> Assignment
The lines from the start of the data through the line with "Exchanges are only" are to be returned verbatim; all later lines are to be omitted.

[Saved entries]
++++++++++++++++++++

Issue #668, opened 2019-09-16
Stealth CT amounts received as 0.00000001 one satoshi of Veil per stealth input


seanPhill:

CryptoMaximalist:
This is the behavior of a locked wallet receiving CT funds.  The range proof which protects the privacy of the Tx amounts means a locked wallet can't access the private key to determine the amount, but it knows each output must be worth at least 1 satoshi.  CT and RingCT will always have at least 2 outputs because having only one would betray the output amount based on the input amounts

seanPhill:
That would have been nice to have disclosed in the (GUI and CLI) wallet. :o
How about then there be added a button or function that can unlock and rescan that one block for the transaction? -- Oh! Or how about Unlocked for Staking only ALSO add for scanning received transactions?  Going full RingCT is going to make this very important.
A single click solution would take barely a second or three.

Did I mention above that users reporting this problem stopped at least one exchange offering withdrawals to stealth addresses?

seanPhill:
I just did a little silent video showing me fix this problem as it happened. Bearing in mind that you can't just preemptively unlock your wallet before money arrives from a third party wallet.

https://vimeo.com/380165170

PR #1001, opened 2022-04-24
Fix wrong CT / RingCT amounts in transaction history when wallet locked

### LINKED ISSUE #922: Make automated rescanringctwallet and friendly message enabling exchanges to send to stealth without worrying recipients
Exchanges are only sending to basecoin. Users are worried when receiving stealth txs.

 
  Noobs need the process of confidently receiving stealth funds to be noob-friendly, even grandma, executive, or trainee / intern friendly.

  The Vinex exchange very early in Veil history tried sending withdrawals to SV addresses, but customers thought they only received a single Satoshi of Veil as their wallet was locked at the time. This lead Vinex to suspend withdrawals to stealth addresses due to support workload. 

 If the wallet is locked when processing the block containing the transaction, it will (in the recipient's wallet) have a placeholder value of one satoshi only. After unlocking it is necessary to `rescanringctwallet`. This needs to be automated if a received transaction has been detected, and a friendly message needs to be generated for the GUI QtWallet user and for RPC-using  exchanges alike. 

My write-up in Discord:

> The only exchange that did implement stealth withdrawals was Vinex, early on, but when people began receiving stealth transactions while their wallets were locked and therefore it just looked like they received a (placeholder amount of) 1 satoshi of Veil, support requests increased. It turns out that if your wallet is locked when you receive a stealth payment you have to unlock your wallet and do rescanringctwallet in the Debug Console (or the equivalent command in Terminal).
> 
> In the future, so that exchanges can send and receive stealth transactions I would like to see the wallet give a message like "You have received a payment. Please unlock your wallet so the amount can be decrypted." Then it should automatically rescanringctwallet, which only takes a few seconds in most cases. [There would be no need to add "stealth" to describe "a payment", because Veil transactions are normally stealth and eliminating basecoin transactions as a norm, such as from mining pools or to and from exchanges, will achieve this overwhelmingly.]

Much of this, I believe is already planned for the RingCT release, but I am posting this on the suggestion of a user, in relation at least to the friendly notification mentioned in the second paragraph. I don't see any specific related issues although I believe plans and intentions have been previously discussed. Please add any references if found.

us77ipis:
### Problem
When receiving a CT transaction while the wallet is locked (or unlocked for staking only), the amount displayed in the transaction history is wrong, and keeps wrong until a `rescanringctwallet` rpc is called and the wallet is restarted.

### Root Cause
- More concretely the wrong amount showed is -1 satoshi per output in the transaction, which comes from the default value in the following line: https://github.com/Veil-Project/veil/blob/7c8bee132ea6305b29a613679b7591a27d8edbd8/src/veil/ringct/outputrecord.h#L43
- Furthermore, for the case when the transaction contained a change output, there was a bug in the way the GUI calculates the transaction amount, which resulted in that default -1 satoshi also being added for the change output (which isn't owned by the receiving wallet), thus the final amount was in this case always displayed as 1 satoshi less than the actual transaction was.
- For incoming RingCT transactions the `ORF_OWNED` flag was not set correctly, leading to RingCT transactions being showed as "(n/a)" in the transaction history, if they arrived while the wallet was locked.

### Solution
- When a CT transaction arrives while the wallet is locked (or unlocked for staking only):
  - Instead of a wrong amount show **"Hidden"** in the transaction history entry.
  - In the tooltip of the transaction row show the message **"Unlock wallet to see hidden amount"**.
  - In the "Incoming transaction" GUI notification also show "Hidden" instead of a wrong amount.
- Fix `rescanringctwallet` to properly update corresponding entries in the transaction history GUI.
- Keep track of locked transactions and when the wallet is then unlocked, automatically do a **partial `rescanringctwallet`** which only rescans those tracked locked transactions, and thus should be fast also for wallets having a very long transaction history.

### Bounty Payment Address
`sv1qqpjsrc60t60jhaywj5krmwla52ska70twc7wun6qnee65guxhvtxegpqwhuxypra4jn3pq86s24ryltcw6g2ss4573hyqac9u4g23m9mvxpyqqqwny49k`

### Testing Results
- Tested by sending basecoin/CT/RingCT from one testnet wallet to CT/RingCT of another testnet wallet, where the received amount showed up first as "Hidden" and once the wallet was unlocked, it showed the correct amount.
- Tested unlocking of the wallet while the transactions are still unconfirmed.
- Tested restarting the wallet between transaction arrival and unlocking of the wallet (state consistency across wallet restarts).

Fixes #922, #668

### DIFF
--- a/src/qt/transactiontablemodel.cpp
+++ b/src/qt/transactiontablemodel.cpp
@@ -106,7 +106,7 @@ public:
         int upperIndex = (upper - cachedWallet.begin());
         bool inModel = (lower != upper);
 
-        if(status == CT_UPDATED)
+        if(status == CT_UPDATED || status == CT_UPDATED_FULL)
         {
             if(showTransaction && !inModel)
                 status = CT_NEW; /* Not in model, but want to show, treat as new */
@@ -120,6 +120,23 @@ public:
 
         switch(status)
         {
+        case CT_UPDATED_FULL:
+        case CT_DELETED:
+            if(!inModel)
+            {
+                const char *statusStr = status == CT_DELETED ? "CT_DELETED" : "CT_UPDATED_FULL";
+                qWarning() << "TransactionTablePriv::updateWallet: Warning: Got " << statusStr << ", but transaction is not in model";
+                break;
+            }
+            // Removed -- remove entire transaction from table
+            parent->beginRemoveRows(QModelIndex(), lowerIndex, upperIndex-1);
+            cachedWallet.erase(lower, upper);
+            parent->endRemoveRows();
+            if (status == CT_DELETED)
+                break;
+            // Fall through is intentional here to prevent code duplication, since CT_UPDATED_FULL
+            // is equivalent to first CT_DELETED and then CT_NEW.
+            inModel = false;
         case CT_NEW:
             if(inModel)
             {
@@ -150,17 +167,6 @@ public:
                     parent->endInsertRows();
                 }
             }
-            break;
-        case CT_DELETED:
-            if(!inModel)
-            {
-                qWarning() << "TransactionTablePriv::updateWallet: Warning: Got CT_DELETED, but transaction is not in model";
-                break;
-            }
-            // Removed -- remove entire transaction from table
-            parent->beginRemoveRows(QModelIndex(), lowerIndex, upperIndex-1);
-            cachedWallet.erase(lower, upper);
-            parent->endRemoveRows();
             break;
         case CT_UPDATED:
             // Miscellaneous updates -- nothing to do, status update will take care of this, and is only computed for
@@ -553,7 +559,12 @@ QVariant TransactionTableModel::txWatchonlyDecoration(const TransactionRecord *w
 
 QString TransactionTableModel::formatTooltip(const TransactionRecord *rec) const
 {
-    QString tooltip = formatTxStatus(rec) + QString("\n") + formatTxType(rec);
+    QString tooltip;
+    if (rec->status.isLocked) {
+        tooltip += tr("Unlock wallet to see hidden amount");
+        tooltip += "\n";
+    }
+    tooltip += formatTxStatus(rec) + QString("\n") + formatTxType(rec);
     if(rec->type==TransactionRecord::RecvFromOther || rec->type==TransactionRecord::SendToOther ||
        rec->type==TransactionRecord::SendToAddress || rec->type==TransactionRecord::RecvWithAddress)
     {
@@ -657,6 +668,8 @@ QVariant TransactionTableModel::data(const QModelIndex &index, int role) const
         return walletModel->getAddressTableModel()->labelForAddress(QString::fromStdString(rec->address));
     case AmountRole:
         return qint64(rec->credit + rec->debit);
+    case AmountLockedRole:
+        return rec->status.isLocked;
     case FeeRole:
         return "Fee " + ( rec->getFee() == 0 ? "0.00 VEIL" : BitcoinUnits::formatWithUnit(BitcoinUnits::VEIL, rec->getFee(), false, BitcoinUnits::separatorAlways)) ;
     case TxHashRole:
--- a/src/veil/ringct/anonwallet.cpp
+++ b/src/veil/ringct/anonwallet.cpp
@@ -5021,7 +5021,8 @@ void AnonWallet::RescanWallet()
         CTransactionRecord* txrecord = &mi->second;
 
         int nHeightTx = 0;
-        if (!IsTransactionInChain(txid, nHeightTx, Params().GetConsensus())) {
+        bool isTransactionInChain = IsTransactionInChain(txid, nHeightTx, Params().GetConsensus());
+        if (!isTransactionInChain) {
             //This particular transaction never made it into the chain. If it is a certain amount of time old, delete it.
             if (GetTime() - txrecord->nTimeReceived > 60*20) {
                 //20 minutes too old?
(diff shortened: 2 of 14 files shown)


us77ipis:
The current changes of the PR already work and solve the problem. However, it is still marked as draft because currently when the wallet is unlocked it does the full `rescanringctwallet` in the UI thread, which I don't think is a good idea. We could do one of the following things (or both?) to optimize this:
- Do `rescanringctwallet` in another thread, when the wallet is unlocked.
- Don't do a full `rescanringctwallet`, but instead keep track of "locked" transactions and then only specifically rescan those when the wallet is unlocked.

us77ipis:
Btw. what will the bounty be for solving this soon three year old issue with as far as I can read in #922 quite high impact for Veil users :wink: ?

seanPhill:
I've got this PR running on Testnet, and firstly ran the released standard released version, to compare, but this time, unlocking has so far taken 2.5 hours, and is continuing to show the macOS beach ball of waiting, and no progress in the debug log. :( Admittedly, this wallet is normally slow (because the wallet.dat file is moderately large, and it has done a huge number of stakes and spends), but not like this. I have been able to rescanringctwallet with no problem, but with PR1001 it's just not completing. This is programmed to only do a single rescanringctwallet upon unlock, right?
There was probably at least thirty or forty ringct incoming transactions that had not got a value except for "0.00000001" (as displayed on the released version), and "0.00000000" when opened in PR1001.
Screen Shot 2022-04-29 at 9 37 57 am
The beachball of waiting is invisible in the screenshot, but it is still there.

us77ipis:
That sounds like a locking issue. I think I forgot to lock also `cs_main`. @seanPhill Please try again with the changes I just pushed.

us77ipis:
> There was probably at least thirty or forty CT (from incoming zerocoin spends) incoming transactions that had not got a value except for "0.00000001" (as displayed on the released version), and "0.00000000" when opened in PR1001.

That's the expected behavior for transactions that had already arrived before. For the "Hidden" text to be displayed the transaction has to have income through the wallet that has the changes of this PR. However, once you unlock the wallet (and it doesn't hang up) also the old "0.00000000" values should be replaced by the correct ones.

src/qt/transactiontablemodel.cpp
```diff
@@ -120,6 +120,20 @@ class TransactionTablePriv
 
         switch(status)
         {
+        case CT_UPDATED_FULL:
+        case CT_DELETED:
+            if(!inModel)
+            {
+                qWarning() << "TransactionTablePriv::updateWallet: Warning: Got CT_DELETED, but transaction is not in model";
```
Zannick, line 127: This warning should say CT_UPDATED_FULL instead if that's the status.

src/qt/transactiontablemodel.cpp
```diff
@@ -120,6 +120,20 @@ class TransactionTablePriv
...
+                break;
+            }
+            // Removed -- remove entire transaction from table
+            parent->beginRemoveRows(QModelIndex(), lowerIndex, upperIndex-1);
+            cachedWallet.erase(lower, upper);
+            parent->endRemoveRows();
+            if (status == CT_DELETED)
+                break;
+            inModel = false;
```
Zannick, line 136: Please do not implicitly fall through. I recommend inverting the if statement if you meant to break here after inModel = false.

src/veil/ringct/anonwallet.cpp
```diff
@@ -4025,13 +4025,18 @@ bool AnonWallet::UnlockWallet(const CExtKey& keyMasterIn)
...
     AnonWalletDB wdb(*walletDatabase);
     if (!wdb.ReadNamedExtKeyId("stealthchange", idChangeAccount)) {
         //If the change account is not created yet, then create it
         if (!CreateStealthChangeAccount(&wdb))
             return error("%s: failed to create stealth change account ", __func__);
     }
+    }
+
+    LOCK2(cs_main, pwalletParent->cs_wallet);
+    RescanWallet();
```
Zannick, line 4039: This may be a good opportunity to mark RescanWallet with `EXCLUSIVE_LOCKS_REQUIRED` annotations if it always needs these locks, that way clang can catch issues like that in the future.

Zannick (changes requested):

src/qt/transactiontablemodel.cpp
us77ipis: Fall through is intentional here to prevent code duplication, since `CT_UPDATED_FULL` is equivalent to first `CT_DELETED` and then `CT_NEW`.

Zannick: Ok, then please add a comment explaining the fallthrough is intentional.

us77ipis: Okay, I'll do that

seanPhill:
Tested a second time with the changes at the point in time of my thumbs up above.
Fully worked as expected. This wallet took just a few minutes, but a smaller wallet would have been quicker.
Screen Shot 2022-04-29 at 4 01 54 pm
Screen Shot 2022-04-29 at 4 03 04 pm
Screen Shot 2022-04-29 at 4 04 07 pm
Screen Shot 2022-04-29 at 4 04 29 pm
Screen Shot 2022-04-29 at 4 04 55 pm
Screen Shot 2022-04-29 at 4 05 35 pm

us77ipis:
This PR is now ready for extensive testing and review.

us77ipis:
I don't know how the translation stuff currently works. Since I added the new strings "Hidden" and "Unlock wallet to see hidden amount", should some translations be added? If yes, how exactly is that handled?

seanPhill:
I just had an issue with this function tonight. [Don't know if this is related to the requested changes.] 

While it has normally worked fine for me, my testnet wallet had been locked (and / or closed) and receiving a lot of transactions for about twenty hours, and maybe I unlocked it a bit soon after starting it up, but when I did, the transactions this time did not correct themselves. I was still getting the mouseover message about needing to unlock to see the correct amounts. I waited a few minutes, and tried locking the wallet again and unlocking it again, and it still did not correct the transactions list. ... I then manually did `rescanringctwallet`, and it promptly fixed all the amounts.

This is a wallet with over 55,000 transaction rows in the course of twenty days from fresh seed. The issue was with the 62 received CT amounts over the course of 20 hours, while the wallet was either locked or turned off.

us77ipis:
> [Don't know if this is related to the requested changes.]

I already pushed the requested changes (and marked them as solved), don't know why it still shows "Changes requested".

> I then manually did rescanringctwallet, and it promptly fixed all the amounts.

If full `rescanringctwallet` worked, then that is an issue with the optimization, thus for whatever reason those transactions didn't get tracked as locked transactions.

seanPhill:
@Zannick can you confirm that your requested changes have been made? ... -> code review. Everything should be ready.

Zannick (approved):
utACK 6333d875984d0cecaceefa6d2f7a830755274a44

Confirmed that the changes I requested were addressed. ("Changes requested" always shows if someone's last review was "Request changes", sorry it took so long to update the review.)

WetOne:
utACK 6333d875984d0cecaceefa6d2f7a830755274a44

WetOne (approved):

seanPhill:
This PR solves the issue that caused an exchange in early 2019 to reverse their decision to allow stealth withdrawals.
I hope that this PR can be included in the next release, which will enable exchanges to enable stealth withdrawals. @codeofalltrades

++++++++++++++++++++

> Reply
Issue #668, opened 2019-09-16
Stealth CT amounts received as 0.00000001 one satoshi of Veil per stealth input


seanPhill:

CryptoMaximalist:
This is the behavior of a locked wallet receiving CT funds.  The range proof which protects the privacy of the Tx amounts means a locked wallet can't access the private key to determine the amount, but it knows each output must be worth at least 1 satoshi.  CT and RingCT will always have at least 2 outputs because having only one would betray the output amount based on the input amounts

seanPhill:
That would have been nice to have disclosed in the (GUI and CLI) wallet. :o
How about then there be added a button or function that can unlock and rescan that one block for the transaction? -- Oh! Or how about Unlocked for Staking only ALSO add for scanning received transactions?  Going full RingCT is going to make this very important.
A single click solution would take barely a second or three.

Did I mention above that users reporting this problem stopped at least one exchange offering withdrawals to stealth addresses?

seanPhill:
I just did a little silent video showing me fix this problem as it happened. Bearing in mind that you can't just preemptively unlock your wallet before money arrives from a third party wallet.

https://vimeo.com/380165170

PR #1001, opened 2022-04-24
Fix wrong CT / RingCT amounts in transaction history when wallet locked

### LINKED ISSUE #922: Make automated rescanringctwallet and friendly message enabling exchanges to send to stealth without worrying recipients
Exchanges are only sending to basecoin. Users are worried when receiving stealth txs.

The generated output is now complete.